We believe the teacher’s (and the parent’s) endeavour must lie in creating curiosity in the pre-teen years. Once the child is curious, she is inspired to find her path, grow, and shape her own wisdom and she becomes an empowered learner. Excellence is a likely consequence, and the journey is enjoyable too. Without curiosity, learning becomes an arduous task.

  1. Practice, Failure and Persistence are critical traits in a learning journey. The educator’s job is to create an environment where the child is motivated to struggle, explore, often fail, reflect, and learn. We need to ensure our children learn to try and fail without fear – introspect, and grow. Our children will cherish the joy of self-discovery more than being fed the right answer, will remain open to doubt and multiple possibilities, over the infallibility of their solution.
  2. We will learn from Sri Aurobindo and Mother’s concepts of Integral Education, and draw from their wisdom to shape the lives of our students – we will draw the best in our children, so they discover their purpose, and carve their paths with confidence. This leads to a variety of “beyond classroom” curriculum. How much of the standard curriculum till Class 7 can be delivered through games, puzzles and quizzes, being with Nature, outdoor activities, surveys, and public problem solving? We will work along with the parent and the community to achieve this together. Real education is not limited by the perspectives and wisdom of a designated teacher. This is an objective we are already pursuing – and Klorofeel Education will be proud to share this “Beyond Classroom” student-centered pedagogy a few years from now, drawing on innate strengths and aspirations of the child.
  3. Our students will learn through Problem Solving. They will be exposed to issues and problems in the community and environment around them, and will be engaged in solving relevant issues.

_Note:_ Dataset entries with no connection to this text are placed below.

PR #945, opened 2025-08-25
Generic shuffle stage

ayushdg:
## Description

Adds a generic shuffle stage that can be utilized by other shuffle steps. Follows a similar pattern to LSH but uses the BulkShufflingActor directly.

## Usage

```python
```
## Checklist


ray-curator/ray_curator/backends/experimental/ray_actor_pool/executor.py
```diff
@@ -86,17 +85,25 @@ def execute(self, stages: list["ProcessingStage"], initial_tasks: list[Task] | N
                     logger.info(
                         f" {stage} - Creating {num_actors} actors (CPUs: {stage.resources.cpus}, GPUs: {stage.resources.gpus})"
                     )
-
+                    # TODO: Clean up branching logic and handling here
```
ayushdg, line 88: This section is getting a bit messy. Will revisit it post release.

ray-curator/ray_curator/stages/shuffler/stage.py
```diff
@@ -0,0 +1,133 @@
...
+
+from ray_curator.backends.experimental.utils import RayStageSpecKeys
+from ray_curator.stages.base import ProcessingStage
+from ray_curator.stages.resources import Resources
+from ray_curator.stages.shuffler.rapidsmpf_shuffler import BulkRapidsMPFShuffler
+from ray_curator.tasks import FileGroupTask
+from ray_curator.utils.file_utils import create_or_overwrite_dir
+
+
+class ShuffleStage(ProcessingStage[FileGroupTask, FileGroupTask]):
```
ayushdg, line 25: Will update LSH to inherit from this in the future.

ray-curator/ray_curator/backends/experimental/ray_actor_pool/shuffle_adapter.py
```diff
@@ -58,8 +59,10 @@ def __init__(
             if num_input_tasks is None:
                 err_msg = "Shuffle total_nparts could not be set automatically. Please set it manually during stage initialization."
                 raise ValueError(err_msg)
-
-            self.output_nparts = max(1, 2 ** math.floor(math.log2(num_input_tasks)))
+            if self.stage.ray_stage_spec().get(RayStageSpecKeys.IS_LSH_STAGE, False):
+                self.output_nparts = max(1, 2 ** math.floor(math.log2(num_input_tasks)))
```
praateekmahajan, line 65: I remember there was some function that used to calculate this? Maybe call that? If no function exists can you document what it does iiuc it rounds up a number to closest power of 2 so 127 becomes 128, 129 becomes 256

ray-curator/ray_curator/stages/shuffler/stage.py
praateekmahajan: Once we make that change LSH stage should become much simpler right? What's the LOE to do that?

praateekmahajan: It'll also be nice if we can move some LSH logic outside of executor if we're able to generalize some generic concept of a shuffler

ray-curator/tests/stages/shuffler/test_shuffle_stage.py
```diff
@@ -0,0 +1,182 @@
...
+    def test_data_df(self, test_data: list[FileGroupTask]) -> cudf.DataFrame:
+        """Create a dataframe from the test data."""
+        return cudf.concat([cudf.read_parquet(task.data) for task in test_data], ignore_index=True)
+
+    @pytest.mark.parametrize(
+        ("shuffle_on", "total_nparts"),
+        [
+            (["category"], None),
+            (["category"], 1),
+            (["category", "value"], 3),
```
praateekmahajan, line 93: What if `total_nparts >> len(input_tasks)`

ray-curator/ray_curator/stages/shuffler/stage.py
```diff
@@ -0,0 +1,133 @@
+# Copyright (c) 2025, NVIDIA CORPORATION.
```
sarahyurick: Nit about adding the copyright header everywhere.

ray-curator/ray_curator/stages/shuffler/stage.py
ayushdg: Yeah I plan to address both in a followup. The LOE for LSHStage to inherit from this stage isn't too high but it won't reduce the lines of code for LSH by much. I'll open a followup task to see if the executor logic can be cleaned up a bit.

ray-curator/ray_curator/backends/experimental/ray_actor_pool/shuffle_adapter.py
ayushdg: No function it was from the old code here: https://github.com/NVIDIA-NeMo/Curator/blob/ray-api/nemo_curator/modules/fuzzy_dedup/lsh.py#L182.

I can add a comment for what it does.

ray-curator/tests/stages/shuffler/test_shuffle_stage.py
ayushdg: Added a test case for that case as well.

Issue #762, opened 2025-07-01
[Ray] Enable YAML filtering pipelines


sarahyurick:
As a follow-up to https://github.com/NVIDIA-NeMo/Curator/pull/746, we need to re-enable YAML reading with `build_filter_pipeline`... I think this should be pretty straightforward.

This will require enabling general YAML logic in Ray as well.

sarahyurick:
Also, in this PR we should delete:

- https://github.com/NVIDIA-NeMo/Curator/blob/ray-api/examples/identify_languages.py
- https://github.com/NVIDIA-NeMo/Curator/blob/ray-api/nemo_curator/scripts/filter_documents.py

And any other relevant files that use filtering modules.

sarahyurick:
Closing in favor of https://github.com/NVIDIA-NeMo/Curator/issues/1144, since its description is more accurate.

PR #957, opened 2025-08-26
[Ray] YAML pipelines

sarahyurick:
Closes https://github.com/NVIDIA-NeMo/Curator/issues/762.


config/run.py
```diff
@@ -0,0 +1,70 @@
+# Copyright (c) 2025, NVIDIA CORPORATION.  All rights reserved.
```
abhinavg4, line 1: Maybe move this to nemo_curator/core or nemo_curator/scripts?

ray-curator/ray_curator/config.py
```diff
@@ -1,3 +1,17 @@
+# Copyright (c) 2025, NVIDIA CORPORATION.  All rights reserved.
```
abhinavg4, line 1: Wait should this file exist?

abhinavg4 (changes requested):
Left a couple of small comments

ray-curator/ray_curator/config.py
sarahyurick: Not sure if it's being used anywhere tbh...

config/run.py
sarahyurick: Agree it shouldn't be under `config`, but what about under `tutorials`? It is a nice simple example that should be able to serve as a guide for users to expand themselves.

(Plus, it won't be strictly required by code freeze.)

sarahyurick:
Closing and tracking as: https://github.com/NVIDIA-NeMo/Curator/issues/1144.

PR #958, opened 2025-08-26
Refactor Curator to use Ray backend

sarahyurick:


.github/workflows/cicd-main.yml
```diff
@@ -17,7 +17,7 @@ on:
     - cron: 0 0 * * *
   push:
     branches:
-      - main
+      - ray-api
```
ayushdg: Should this be main now

sarahyurick: Hmm let me check.

sarahyurick: Updating here: https://github.com/NVIDIA-NeMo/Curator/pull/962.

PR #223, opened 2025-07-24
fix: improve asymmetrical uncertainty calculations

0ctagon:
Asymmetrical uncertainties were not behaving correctly when:
- either the upper or lower uncertainty was `nan`, the other one was not displayed (for points a 0, see attached screenshots)
- For points at 0, we should take one-sided upper limit (upper uncertainty value from 1.83 to 1.15).

Screenshot from 2025-07-24 17-01-48
Screenshot from 2025-07-24 17-01-33


src/plothist/comparison.py
```diff
@@ -77,11 +77,27 @@ def get_asymmetrical_uncertainties(
         raise ValueError(
             "Asymmetrical uncertainties can only be computed for an unweighted histogram."
         )
+
     conf_level = 0.682689492
     alpha = 1.0 - conf_level
-    n = hist.values()
-    uncertainties_low = n - stats.gamma.ppf(alpha / 2, n, scale=1)
-    uncertainties_high = stats.gamma.ppf(1 - alpha / 2, n + 1, scale=1) - n
+    n = np.asarray(hist.values())
```
cyrraz, line 83: I think `hist.values()` is already returning a `np.array`, no?

src/plothist/comparison.py
```diff
@@ -77,11 +77,27 @@ def get_asymmetrical_uncertainties(
...
+
+    lower = np.zeros_like(n, dtype=float)
+    upper = np.zeros_like(n, dtype=float)
+
+    # One-sided upper limit for n == 0
+    upper[n == 0] = stats.gamma.ppf(conf_level, 1)
```
cyrraz, line 89: I think we should not derive from what ROOT does. ROOT did have the same hesitation as we have now, but decided to have no particular behavior for the case n=0:

https://root.cern.ch/doc/master/TH1_8cxx_source.html#l09158

cyrraz (changes requested):
Thank you for the PR, I agree that we should solve the but coming when we have nan values, butI do not think we should have a particular behavior when n=0. See my comment.

cyrraz:
> You can find attached the different behavior from ROOT, Roofit and mplhep. We can see that mplhep (and Hist) and TH1 don't have a special case for 0, while roofit and this PR has (for roofit I think it's defined [here](https://root.cern.ch/doc/master/RooDataHist_8cxx_source.html#l01556) -> [here](https://root.cern.ch/doc/master/RooHistError_8cxx_source.html) + [here](https://root.cern.ch/doc/master/RooHistError_8h_source.html) but it's not the easiest to understand). 
> 
> 
> 
> I do like the logic behind the roofit error: the frequentist approach says you have 68% coverage between the error values. For 0 since you don't have the lower bound, you don't have 68% but 84%, hence the one sided definition. We can also ask mplhep why they went with this definition and not the roofit one.
> 
> 
> 
> Screenshot from 2025-07-25 12-02-59
> 
> Screenshot from 2025-07-25 12-17-10
> 
> Screenshot from 2025-07-25 12-17-16
> 
> 

Could you please attach plots in colors?

cyrraz (approved):
I pushed a new commit and I approve this PR

0ctagon:
I added an argument for the users to choose between how they treat the uncertainty for empty bins. Since this is an expert level argument, doc has not been updated for `plot_error_hist()` but the statistical section is more explained.

src/plothist/comparison.py
```diff
@@ -42,11 +49,13 @@ def _is_unweighted(hist: bh.Histogram) -> bool:
     bool
         True if the histogram is unweighted, False otherwise.
     """
-    return np.allclose(hist.variances(), hist.values())
+    print(hist.variances(), hist.values())
```
cyrraz: Remove print

tests/test_comparison.py
```diff
@@ -4,18 +4,28 @@
...
+    get_asymmetrical_uncertainties,
     get_comparison,
 )
 
 
 def test_check_uncertainty_type_invalid():
     with pytest.raises(
         ValueError,
-        match="Uncertainty type invalid_type not valid. Must be 'symmetrical' or 'asymmetrical'.",
+        match="Uncertainty type invalid_type not valid. Must be in \['symmetrical', 'asymmetrical', 'asymmetrical_double_sided', 'asymmetrical_one_sided'\].",
```
cyrraz, line 15: Fix warnings.

src/plothist/comparison.py
```diff
@@ -189,7 +217,9 @@ def get_pull(
     _check_counting_histogram(h2)
 
     if h1_uncertainty_type == "asymmetrical":
-        uncertainties_low, uncertainties_high = get_asymmetrical_uncertainties(h1)
+        uncertainties_low, uncertainties_high = get_asymmetrical_uncertainties(
+            h1, h1_uncertainty_type
```
cyrraz, line 220: This is a bug. If the user pass `asymmetrical_double_sided`, the uncertainty will be treated as `symmetrical` because of the `if h1_uncertainty_type == "asymmetrical":`

src/plothist/comparison.py
```diff
@@ -247,7 +277,9 @@ def get_difference(
     difference_values = h1.values() - h2.values()
 
     if h1_uncertainty_type == "asymmetrical":
-        uncertainties_low, uncertainties_high = get_asymmetrical_uncertainties(h1)
+        uncertainties_low, uncertainties_high = get_asymmetrical_uncertainties(
+            h1, h1_uncertainty_type
```
cyrraz, line 280: This is a bug. If the user pass `asymmetrical_double_sided`, the uncertainty will be treated as `symmetrical` because of the `if h1_uncertainty_type == "asymmetrical":`

src/plothist/comparison.py
```diff
@@ -405,7 +437,9 @@ def get_ratio(
     ratio_values = np.where(h2.values() != 0, h1.values() / h2.values(), np.nan)
 
     if h1_uncertainty_type == "asymmetrical":
-        uncertainties_low, uncertainties_high = get_asymmetrical_uncertainties(h1)
+        uncertainties_low, uncertainties_high = get_asymmetrical_uncertainties(
```
cyrraz, line 439: This is a bug. If the user pass `asymmetrical_double_sided`, the uncertainty will be treated as `symmetrical` because of the `if h1_uncertainty_type == "asymmetrical":`

src/plothist/comparison.py
```diff
@@ -72,23 +83,40 @@ def get_asymmetrical_uncertainties(
...
+            "Invalid uncertainty type 'symmetrical' for asymmetrical uncertainties."
+        )
+
     alpha = 1.0 - 0.682689492
     n = hist.values()
 
     lower_bound = np.zeros_like(n, dtype=float)
     upper_bound = np.zeros_like(n, dtype=float)
 
+    tail_probability = alpha / 2
```
cyrraz, line 103: define it just below alpha

src/plothist/comparison.py
```diff
@@ -72,23 +83,40 @@ def get_asymmetrical_uncertainties(
...
-    lower_bound[n > 0] = stats.gamma.ppf(q=alpha / 2, a=n[n > 0], scale=1)
-    upper_bound[n > 0] = stats.gamma.ppf(q=1 - alpha / 2, a=n[n > 0] + 1, scale=1)
-    # One-sided upper limit for n == 0
-    upper_bound[n == 0] = stats.gamma.ppf(q=1 - alpha, a=1, scale=1)
+    lower_bound[n > 0] = stats.gamma.ppf(q=tail_probability, a=n[n > 0], scale=1)
+    upper_bound[n > 0] = stats.gamma.ppf(
+        q=1 - tail_probability, a=n[n > 0] + 1, scale=1
+    )
+
+    if uncertainty_type == "asymmetrical_double_sided":
```
cyrraz, line 111: I find confusing to change the tail probability in this if else.

Please do something like

```
if uncertainty_type == "asymmetrical_double_sided":
    # Two-sided Garwood intervals for n == 0
    upper_bound[n == 0] = stats.gamma.ppf(q=1 - tail_probability, a=1, scale=1)
else:
    # One-sided upper limit for n == 0
    upper_bound[n == 0] = stats.gamma.ppf(q=1 - 2*tail_probability, a=1, scale=1)
```

I think this helps to see that we are doing something only for `n==0`.

cyrraz (changes requested):
Thank you for the update, I found a bug in the latest commits.

tests/test_comparison.py
0ctagon: What is the problem?

cyrraz, line 15: Easier:

`match="Uncertainty type invalid_type not valid. Must be in"`

No need to hard code the end of the string in the match.

cyrraz: See my other comment, where I propose another way to fix this.

tests/test_comparison.py
```diff
@@ -4,18 +4,28 @@
...
     ):
         _check_uncertainty_type("invalid_type")
 
 
+def test_get_asymmetrical_uncertainties_invalid():
```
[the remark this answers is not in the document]
0ctagon: No need, the `_check_uncertainty_type` already catches everything except `symmetrical` that we test here.

src/plothist/examples/utility/uncertainty_types.py
```diff
@@ -0,0 +1,120 @@
...
+
+    for i, idx in enumerate(indices):
+        if i >= len(values):
+            break
+        arr[idx] = values[i]
+
+    return arr
+
+
+def make_grouped_edges(
```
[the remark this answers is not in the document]
0ctagon: Unfortunately `plot_error_hist` can only take 1 hist and uses `ax.errorbar` where you specify by hand `x, y`; so no tricks like `ax.hist` unless we change `plot_error_hist`.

Today, students assimilate diverse concepts and it is expected they will use these to solve problems in the real world in future. However, they may not have learnt to connect these concepts, and probably never applied these. Hence many don’t find their formal learning relevant when faced with real problems.

We need to flip the framework. Instead of preparing them to be problem solvers of the future, we need to mentor them to solve problems today and thus get acquainted with the craft of problem solving, the underlying concepts, and their inter-relationships. And when they solve problems around them (not those in the lab) they learn relevant skills, apart from building a sense of pride and connectedness.